Definitely a favorite move of mine! I have a Samurott and Scolipede who both use it. Haven't had much issues in-game with it missing, too.


----------



## 1. Luftballon (Mar 25, 2012)

anything with less than 100% accuracy will miss at the most critical moment. repeatedly.

try shell smash.


----------



## XXMijumaruXX (Mar 25, 2012)

Megahorn's a good move, but considering it only has 5PP, I prefer something else like X-Scissor, with more PP.


----------



## Cerberus87 (Mar 27, 2012)

Megahorn is powerful but IMO average. 85% accuracy and no side effect. 120 BP for coverage is good, but only Heracross will fully exploit it.


----------



## ShinyUmbreonX3 (Mar 28, 2012)

Megahorn is a poweful move, sure, and can save Heracross from a psy-death, but the low PP and Acc. is a bit iffy. I prefer something that's a little more PP and Acc. for someone other than Heracross (who can pull it off with aplomb).


----------



## CJBlazer (Mar 28, 2012)

Today's Move shall be...


Aura Sphere

I love aura sphere. Mainly for its appeal. A huge ball of energy getting thrown at a Pokemon seems rather cool-looking to me.


----------



## sv_01 (Mar 28, 2012)

Aura Sphere indeed looks better than other Fighting moves. And it's ultra-accurate and has twenty PP, meaning that it's pretty much a counterpart to Magical Leaf.

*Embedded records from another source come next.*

Issue #1303, opened 2025-02-20
Goose stops responding without any error message once conversation hits context limit on openrouter.


myevolve:
**Describe the bug**
Goose will eventually just stop responding and not display the error message from the llm, in this case, openrouter using anthropic/claud-3.5-sonnet

**To Reproduce**
1. Build for long enough to exceed 200K context.

**Expected behavior**
Expected behavior is that Goose would use the middle out transform and compress prompt to context limit or just below it so it doesn't fail.

**Screenshots**
Trace from langfuse:  
This endpoint's maximum context length is 200000 tokens. However, you requested about 201326 tokens (197771 of text input, 3555 of tool input). Please reduce the length of either one, or use the "middle-out" transform to compress your prompt automatically.

**Please provide following information:**
 - **OS & Arch:** [Ubuntu 24.04 x86]
 - **Interface:** [CLI]
 - **Version:** [v1.0.7]
 - **Extensions enabled:** [Developer,Computer Controller, Memory,Fetch,Git,Github]
 - **Provider & Model:** [openrouter:anthropic/claude-3.5-sonnet]

**Additional context**

yingjiehe-xyz:
@myevolve thanks for reporting it, previously we have some discussion about the truncate on goose for all providers, will update here later

CyphrRiot:
This has been ongoing and since 1.0.1 at least. I've reported it many times. Be nice to fix this once and for all, because the console (CLI and GUI) failure is not at all descriptive of the issue.

salman1993:
@HunterR0se I believe this specific error is coming from OpenRouter - https://openrouter.ai/docs/features/message-transforms

However, in the case that OpenRouter doesn't handle context length errors, Goose should try to do a better job at truncating.

pfergi42:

Seems like Jedi powers are Fighting-type.


----------



## Superbird (Mar 29, 2012)

An amazing, powerful, never-missing move. It's perfect.


----------



## ShinyUmbreonX3 (Mar 29, 2012)

Aura Sphere = win. One of my favorite moves, seeing as it's the signature of one of my favorite Pokémon, Lucario!


----------



## Kronos (Mar 29, 2012)

Aura Sphere is awesome. I love it, but anyways, new day, new move. Leaf Blade.

Leaf Blade is awesome and cool-looking in the anime and in Ruby. If I'm not mistaken, only two Pokemon learn it via level-up, Snivy and Treeko.


----------



## CJBlazer (Mar 29, 2012)

I do believe thats true, Kronos. Though Snivy I am not too sure about.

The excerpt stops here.